Your task> Lines that include the string "SystemTime" are the ones to copy from the entries below.

Stored records
Issue #3731, opened 2017-03-07
Winlogbeat misses some events with Forwarded Events


dandrestor:
I am running Winlogbeat 5.2.0 x64 on Windows 2012 R2. This windows machine (henceforth "the collector") is receiving forwarded event logs from various sources. I have isolated one remote machine, sending only one event log (Security), for testing purposes, in a separate event log on the collector.

Winlogbeat is dropping some of these events. I have noticed that the number of events written by Winlogbeat is consistently about 95% of the actual number of events received through Windows Event Forwarding. I see no errors in the Winlogbeat logs.

I understand this description is not very detailed, but I'm not sure what other information I could provide. If anybody more knowledgeable picks this up however, I'm happy to contribute with any testing that might be required.

dandrestor:
Possibly related: https://discuss.elastic.co/t/winlogbeat-ignores-registry-file-with-forwarded-events/76601/5

andrewkroh:
I believe that the problem is with the way Winlogbeat stores the "read pointer" for the `Forwarded Events`. We need to make [this](https://github.com/elastic/beats/issues/1054#issuecomment-200548820) enhancement to fix it.

paddibr:
same error here on Windows Server 2012 R2 with forwarded events

andrewkroh:
One workaround until this is fixed is to to use Logstash with fingerprint filter to create the _id field based on the event's `@timestamp` + `computer_name` + `log_name` + `record_number`. (`@timestamp` comes from the event record and not the time Winlogbeat read the event so it's safe to use in a fingerprint.)

Then elasticsearch will deduplicate the data because each unique event has only one possible `_id`.

dandrestor:
@andrewkroh I saw you changed the title, and wanted to double-check that we are speaking about the same thing here. I opened this issue not because Winlogbeat will lose events when starting up (resuming), but rather during normal operation. The issue with the resume we discussed earlier is possibly related, but not the same problem.
If these are in fact two separate problem, maybe it's worth changing the title again to something more suggestive. Also, would your workaround still apply in this case?

PeterZuge:
I am wondering on the status of this bug (Winlogbeat doesn't resume correctly with Forwarded Events #3731).  I can see it is still marked open, but I was hoping it might be picked up on a roadmap or has a date the bug would be likely fixed.

[...]

Issue #1054, opened 2016-02-27
[Winlogbeat] XML filtering


jimmyjones2:
The Windows API allows [XML filtering of events](https://blogs.technet.microsoft.com/askds/2011/09/26/advanced-xml-filtering-in-the-windows-event-viewer/) - so you can only subscribe to "useful" events rather than the general torrent, again something I've used heavily in the past with nxlog.

``` xml
<QueryList>
  <Query Id="0">
    <Select Path="Security">*[System[(EventID='4663')]]</Select>
  </Query>
</QueryList>
```

andrewkroh:
#1218 adds the ability to do simple filtering based on event_id, provider, and level.

Before adding the ability to specify arbitrary XML queries which can read from multiple logs, we need to change how "bookmarks" are persisted. Currently "bookmarks" are limited to a single event log so if a query read from multiple logs we wouldn't be able to persist all of the read positions. So a change needs to be made to allow writing the read position of all logs involved in a query (probably we will just persist the Windows XML bookmark).

Once that change is made then we can allow XML queries to be used.

prehor:
We would like to switch to Winlogbeat but without better support for event filtering unfortunately we can not. On the other hand, we do not need the full functionality of XML filtering, which requires substantial modification in Winlogbet, but we would be satisfied with the XPath Query used for individual channel events:

```
winlogbeat:
  event_logs:
    - Name: Security
      select:>
        * [System [(EventID=4624 or EventID=4625 or EventID=4648) and
        (Level=0 or Level = 4) and
        Provider [@ Name = 'Microsoft-Windows-Security-Auditing']]]
      supress:>
        * [System [(EventID = 4624)]] and (
        * [EventData [Data [@ Name = "TargetUserSid"] = "S-1-5-7"]] or
        * [EventData [Data [@ Name = "TargetUserSid"] = "S-1-5-18"]] or
        * [EventData [Data [@ Name = "TargetUserSid"] = "S-1-5-19"]] or
        * [EventData [Data [@ Name = "TargetUserSid"] = "S-1-5-20"]]
        )
```

where event_logs.select could be ORed with the XPath Query created using event_logs.eventid, event_logs.level and event_logs.provider or used mutually exclusive.

ajhstn:
Hows this coming along, is using xml filtering an option yet in winlogbeat?

SpencerLN:
Has there been any additional work on this? It is a crucial feature for most security monitoring use cases.

[...]

PR #6150, opened 2018-01-23
Winlogbeat: Use bookmarks to persist last published event

adriansr:
When using the Windows Event Log API, a bookmark is used to persist the
last position read in the stream. This is a first step to support XML
queries potentially involving multiple channels (#1054). Also fixes a problem
when using Forwarded Events (#3731).

### DIFF
--- a/winlogbeat/checkpoint/checkpoint.go
+++ b/winlogbeat/checkpoint/checkpoint.go
@@ -45,6 +45,7 @@ type EventLogState struct {
 	Name         string    `yaml:"name"`
 	RecordNumber uint64    `yaml:"record_number"`
 	Timestamp    time.Time `yaml:"timestamp"`
+	Bookmark     string    `yaml:"bookmark"`
 }
 
 // NewCheckpoint creates and returns a new Checkpoint. This method loads state
@@ -156,11 +157,12 @@ func (c *Checkpoint) States() map[string]EventLogState {
 }
 
 // Persist queues the given event log state information to be written to disk.
-func (c *Checkpoint) Persist(name string, recordNumber uint64, ts time.Time) {
+func (c *Checkpoint) Persist(name string, recordNumber uint64, ts time.Time, bookmark string) {
 	c.PersistState(EventLogState{
 		Name:         name,
 		RecordNumber: recordNumber,
 		Timestamp:    ts,
+		Bookmark:     bookmark,
 	})
 }
 
--- a/winlogbeat/checkpoint/checkpoint.go
+++ b/winlogbeat/checkpoint/checkpoint.go
@@ -45,7 +45,7 @@ type EventLogState struct {
 	Name         string    `yaml:"name"`
 	RecordNumber uint64    `yaml:"record_number"`
 	Timestamp    time.Time `yaml:"timestamp"`
-	Bookmark     string    `yaml:"bookmark"`
+	Bookmark     string    `yaml:"bookmark,omitempty"`
 }
 
 // NewCheckpoint creates and returns a new Checkpoint. This method loads state
--- a/winlogbeat/eventlog/eventlog.go
+++ b/winlogbeat/eventlog/eventlog.go
@@ -41,7 +41,7 @@ type EventLog interface {
 	// Open the event log. recordNumber is the last successfully read event log
 	// record number. Read will resume from recordNumber + 1. To start reading
 	// from the first event specify a recordNumber of 0.
-	Open(recordNumber uint64) error
+	Open(state checkpoint.EventLogState) error
 
 	// Read records from the event log.
 	Read() ([]Record, error)
@@ -56,8 +56,9 @@ type EventLog interface {
 // Record represents a single event from the log.
 type Record struct {
 	sys.Event
-	API string // The event log API type used to read the record.
-	XML string // XML representation of the event.
+	API    string                   // The event log API type used to read the record.
+	XML    string                   // XML representation of the event.
+	Offset checkpoint.EventLogState // Position of the record within its source stream.
 }
 
 // ToMapStr returns a new MapStr containing the data from this Record.
@@ -112,11 +113,7 @@ func (e Record) ToEvent() beat.Event {
 	return beat.Event{
 		Timestamp: e.TimeCreated.SystemTime,
 		Fields:    m,
-		Private: checkpoint.EventLogState{
-			Name:         e.Channel,
-			RecordNumber: e.RecordID,
-			Timestamp:    e.TimeCreated.SystemTime,
-		},
+		Private:   e.Offset,
 	}
 }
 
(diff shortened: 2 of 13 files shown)


adriansr:
jenkins, test it

adriansr:
Jenkins, test it and not fail this time please

winlogbeat/eventlog/wineventlog.go
```diff
@@ -89,10 +91,16 @@ func (l *winEventLog) Name() string {
...
 
-func (l *winEventLog) Open(recordNumber uint64) error {
-	bookmark, err := win.CreateBookmark(l.channelName, recordNumber)
-	if err != nil {
-		return err
+func (l *winEventLog) Open(state checkpoint.EventLogState) error {
+	var bookmark win.EvtHandle
+	var err error
+	if len(state.Bookmark) > 0 {
+		bookmark, err = win.CreateBookmarkFromXML(state.Bookmark)
```
andrewkroh: This is missing an error check. Looks like you intended to move the error check below outside the `if/else`.

winlogbeat/eventlog/wineventlog.go
```diff
@@ -154,8 +162,17 @@ func (l *winEventLog) Read() ([]Record, error) {
 			incrementMetric(dropReasons, err)
 			continue
 		}
+
+		r.Offset = checkpoint.EventLogState{
+			Name:         l.channelName,
+			RecordNumber: r.RecordID,
+			Timestamp:    r.TimeCreated.SystemTime,
+		}
+		if r.Offset.Bookmark, err = l.createBookmarkFromEvent(h); err != nil {
```
andrewkroh: Any idea as to the impact of calling this for every event? Could you run these [benchmarks](https://github.com/elastic/beats/blob/e53f42d5e1a12e0a0cbbdfa9837b0e50a91bc097/winlogbeat/eventlog/bench_test.go#L17) and share the before and after results.

winlogbeat/sys/wineventlog/wineventlog_windows.go
```diff
@@ -197,9 +197,9 @@ func RenderEvent(
 // include the RenderingInfo (message). If the event is not rendered then the
 // XML will not include the message, and in this case RenderEvent should be
 // used.
-func RenderEventXML(eventHandle EvtHandle, renderBuf []byte, out io.Writer) error {
+func RenderEventXML(eventHandle EvtHandle, flag EvtRenderFlag, renderBuf []byte, out io.Writer) error {
```
andrewkroh: This function name is no longer fully reflective of the usage because it can render both events and bookmarks based on the flag. I suggest renaming it to be more general such as `RenderXML` or create `RenderEventXML` and `RenderBookmarkXML` and have them call this function (with it being renamed to something like `renderXML`).

winlogbeat/eventlog/wineventlog.go
```diff
@@ -12,6 +12,8 @@ import (
 	"github.com/pkg/errors"
 	"golang.org/x/sys/windows"
 
+	"github.com/elastic/beats/winlogbeat/checkpoint"
```
andrewkroh: Group this import with the other elastic imports.

winlogbeat/checkpoint/checkpoint.go
```diff
@@ -45,6 +45,7 @@ type EventLogState struct {
 	Name         string    `yaml:"name"`
 	RecordNumber uint64    `yaml:"record_number"`
 	Timestamp    time.Time `yaml:"timestamp"`
+	Bookmark     string    `yaml:"bookmark"`
```
andrewkroh: Since this is optional for the eventlog API add `,omitempty` to the yaml tag.

```
update_time: 2018-01-24T16:05:31.2972263Z
event_logs:
- name: WinlogbeatTestPython
  record_number: 37134
  timestamp: 2018-01-24T16:05:30Z
  bookmark: ""
```

[source](https://beats-ci.elastic.co/job/elastic+beats+pull-request+multijob-windows/2929/beat=winlogbeat,label=windows/artifact/src/github.com/elastic/beats/winlogbeat/build/system-tests/run/test_eventlogging.Test.test_registry_data/data/.winlogbeat.yml/*view*/)

andrewkroh:
There doesn't appear to be any existing test that verifies Winlogbeat resumes from the position specified in the registry. I think this would be a good test to add. Something like

- write an event to the log
- run WLB
- stop WLB after the event is read
- write more events to the log
- run WLB
- assert that the first event has the correct record number

winlogbeat/eventlog/eventlog.go
```diff
@@ -41,7 +41,7 @@ type EventLog interface {
 	// Open the event log. recordNumber is the last successfully read event log
```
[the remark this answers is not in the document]
adriansr: done

winlogbeat/checkpoint/checkpoint.go
adriansr: done

winlogbeat/eventlog/eventlogging.go
```diff
@@ -9,6 +9,8 @@ import (
 
 	"github.com/joeshaw/multierror"
 
+	"github.com/elastic/beats/winlogbeat/checkpoint"
```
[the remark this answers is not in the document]
adriansr: done

winlogbeat/eventlog/wineventlog.go
adriansr: done

winlogbeat/eventlog/wineventlog.go
adriansr: good catch

winlogbeat/sys/wineventlog/wineventlog_windows.go
adriansr: done

winlogbeat/eventlog/wineventlog.go
adriansr: I did run some tests at first and method was taking less than 1ms to complete. However, I also found out that every event was persisted so it was necessary to always create a bookmark anyway. Maybe there was something wrong in my configuration, a side-effect of running with -N.

The benchmark results:

Before:
```
ok      github.com/elastic/beats/winlogbeat/eventlog    88.679s
ok      github.com/elastic/beats/winlogbeat/eventlog    89.105s
ok      github.com/elastic/beats/winlogbeat/eventlog    88.853s
ok      github.com/elastic/beats/winlogbeat/eventlog    89.293s
ok      github.com/elastic/beats/winlogbeat/eventlog    89.383s
```

After:
```
ok      github.com/elastic/beats/winlogbeat/eventlog    91.626s
ok      github.com/elastic/beats/winlogbeat/eventlog    90.079s
ok      github.com/elastic/beats/winlogbeat/eventlog    89.980s
ok      github.com/elastic/beats/winlogbeat/eventlog    90.663s
ok      github.com/elastic/beats/winlogbeat/eventlog    90.641s
```

It is a 1.7% overhead.

I am fine with having the bookmark XML calculated only when needed

winlogbeat/sys/wineventlog/wineventlog_windows.go
adriansr: done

Result of this exercise>
 		Timestamp: e.TimeCreated.SystemTime,
-			Timestamp:    e.TimeCreated.SystemTime,
+			Timestamp:    r.TimeCreated.SystemTime,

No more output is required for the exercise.